Considero que lo correcto en castellano sería "*especificaciones* del objeto del contrato".


P.D.: Corrección de unos descuidos :


Necsus said:


> ¿De qué se *h*abla?


----------



## Necsus

Acc... Grazie, Honey! Colpa del nuovo software di Bulletin!  Vado a correggere... (però ho fatto copia-incolla del punto interrogativo rovesciato all'inizio, visto?)


----------



## Neuromante

honeyheart said:


> Considero que lo correcto en castellano sería "*especificaciones* del objeto del contrato".


Yo creo que "específicas" no se refiere a especificaciones -Que serían cláusulas *concretas* del contrato en concreto- si no a las cláusulas comunes a todos los contratos de ese tipo y que sirven para establecer las premisas del mismo: De qué clase de contrato se trata, en calidad de qué aparece cada una de las partes (Personas o entidades)


----------



## Geviert

_Specifiche _se usa en el caso de descripciones técnicas. En estos casos (o mejor dicho, en el derecho italiano), se usan términos más esplícitos como _condizioni, termini, modi_  (el _oggetto _es obligatorio).


----------



## 0scar

_Específicas_ es un adjetivo.


----------



## Geviert

0scar said:


> _Específicas_ es un adjetivo.


 En este caso no: se habla (en italiano) del sustantivo femenino (plural _le specifiche_).


----------



## honeyheart

Geviert said:


> ... se usan términos más e*x*plícitos como _condizioni, termini, modi_  (el _oggetto _es obligatorio).


Attenzione! 



Geviert said:


> En este caso no: se habla (en italiano) del sustantivo femenino (plural _le specifiche_).


Oscar se refiere al "específicas" del título del thread.



Necsus said:


> (però ho fatto copia-incolla del punto interrogativo rovesciato all'inizio, visto?)


Bravissimo.


----------



## Geviert

Gracias Honey, yo me refiero a mi respuesta (notar paréntesis).


----------



## honeyheart

Geviert said:


> Gracias Honey, yo me refiero a mi respuesta (notar paréntesis).
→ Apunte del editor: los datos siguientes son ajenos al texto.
PR #234, opened 2023-10-22
cleanup: fix all improper uses of MxResult

Ramen2X:
This PR fixes all uses of MxResult to use its' defined names rather than hardcoded values.

### DIFF
--- a/LEGO1/mxioinfo.cpp
+++ b/LEGO1/mxioinfo.cpp
@@ -124,9 +124,9 @@ MxLong MXIOINFO::Read(void *p_buf, MxLong p_len)
 }
 
 // OFFSET: LEGO1 0x100cca00
-MxResult MXIOINFO::Seek(MxLong p_offset, int p_origin)
+MxLong MXIOINFO::Seek(MxLong p_offset, int p_origin)
 {
-  MxResult result = FAILURE;
+  MxLong result = -1;
 
   // If buffered I/O
   if (m_info.pchBuffer) {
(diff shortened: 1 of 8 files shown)


Ramen2X:
Also noticed `MXIOINFO::Seek()` was returning an MxLong despite sticking to the MxResult standard, so I've corrected this too. Match of the function remains the same.

LEGO1/mxioinfo.cpp
```diff
@@ -124,9 +124,9 @@ MxLong MXIOINFO::Read(void *p_buf, MxLong p_len)
 }
 
 // OFFSET: LEGO1 0x100cca00
-MxLong MXIOINFO::Seek(MxLong p_offset, int p_origin)
+MxResult MXIOINFO::Seek(MxLong p_offset, int p_origin)
```
foxtacles, line 127: This should remain `MxLong`. If you look at the function you will see it assigns various values to `result` which don't necessarily have to be `SUCCESS` or `FAILURE`, so using `MxResult` as the return type would be misleading

Ramen2X: Sorry! I didn't notice this. I think I was tripped up by the `result` name.

foxtacles: I'd just leave it `-1` and only use the constants in the context of the `MxResult` type (think C++11 `enum class` behavior)

foxtacles (approved):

Por eso.  Yo digo: ¿por qué usar un sustantivo en la traducción cuando el original tiene un adjetivo?


----------



## Neuromante

"Específicas" aquí, o es un sustantivo -Jerga jurídica- o es un adjetivo sustantivado.


----------



## honeyheart

También existe la posibilidad de que sea un listado, algo así:


_Cláusulas.

- Generales del acuerdo contractual.
...
- Específicas del objeto del contrato.
..._


En este caso, tendríamos en sus respectivos incisos a "generales" y a "específicas" como adjetivos del sustantivo "cláusulas"  del título del apartado.


----------



## Neuromante

Ya puse arriba mi opinión (No en el último comentario, más arriba)
Creo que se refiere a las relativas a cada tipo de contrato concreto: Las "específicas" de cada modalidad que siempre se repiten y no aparecen en otros tipos. Serían exactamente lo contrario de lo que tú has puesto: 





> _Cláusulas.     __- Específicas del objeto del contrato._


Tú te refieres a los datos referentes a cosas como el número de horas (Si fuera un contrato de trabajo) o el puesto que se desempeñaría. A cosas que variarían de un contrato de trabajo a otro
Yo me refiero al párrafo donde aparece los datos del contratante, el que lleva los del empleado, cláusulas de rescisión acordes (Y obligatorias) a la ley. A cosas que no aparecerían en un contrato de alquiler, por ejemplo, y que en uno de trabajo serían siempre iguales.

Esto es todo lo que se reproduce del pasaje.